Plotting capability vs capacity
When you plot practitioner and organisational scores together, the picture gets richer than either assessment alone can provide. A strong practitioner inside an organisation with low capacity faces a difficult challenge: they know what to build, but they need to focus on making the case for investment, securing mandate, and building the organisational conditions that will let their work stick. A developing practitioner inside an organisation with strong capacity faces a completely different one: the structures and mechanisms are there, the leadership support exists, and the priority is their own professional development to make use of the opportunity in front of them.

The most common pattern I expect to see is somewhere in between: practitioners who are strong in some dimensions and weak in others, working inside organisations that have the same uneven profile. When you look at both sets of scores together, you can start asking better questions. Is the organisation's low integration score a structural problem, or is it because the practitioners lack the application skills to build mechanisms? Is the practitioner's low influence score about their own development, or is the organisation's leadership culture making it impossible for anyone to get traction? The dimension scores from both assessments, read side by side, start to untangle those questions.

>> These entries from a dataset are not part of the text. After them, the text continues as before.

PR #1477, opened 2023-08-11
feat(select-text): design updates in Evaluate

arimieandreea:


packages/select-text/controller/src/index.js
```diff
@@ -6,10 +6,29 @@ import defaults from './defaults';
 
 const log = debug('@pie-element:select-text:controller');
 
-const buildTokens = (tokens, evaluateMode) => {
-  tokens = tokens || [];
+const isAnswerSelected = (token, selectedToken) => {
+  return (
+    token.correct === true &&
```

This is something we spend time on in our Enterprise Coaching work. When we talk with an organisation's governance team, we find that the problems people have been attributing to practitioner capability are actually organisational capacity problems, and vice versa. A practitioner who seems to lack influence might actually be operating in an organisation where the leadership dimension doesn't enable action. An organisation that thinks it has an integration problem might actually have a capability problem: the governance team doesn't have the application skills to design mechanisms that engineering teams will adopt. Getting the diagnosis right matters, because the investment and work needed is completely different. You don't send someone on a training course to fix a leadership problem, and you don't restructure your governance committee to fix a skills gap. The cross-assessment view is what stops you solving the wrong problem.
Start With the Diagnosis
So that's the third article in what I could probably call a series about getting things moving in AI governance. The first made the case that the biggest risk is waiting too long to start. The second walked through how to build governance that actually works, while building AI itself. And this one has been about figuring out where you stand so you know what to do next.
If you've been reading along and thinking about how to get started, the assessment is the concrete first step. Both assessments are available free at assess.aicareer.pro. It takes about fifteen minutes. You get your results emailed with tailored recommendations and a plot of where you stand relative to peer practitioners and organisations.
I encourage you to take it honestly - it's only useful as a diagnostic if you do. Look at the dimension scores, not just the total. Identify the gaps. And I'd recommend retaking it every six months. Your AI portfolio evolves. Regulations change. People join and leave. What needed investment six months ago might be strong now, and what was strong might be slipping.
The assessments give you some starting coordinates and some possible next steps. What you do with them is the real work.
But at least you'll know you're not wearing the juice.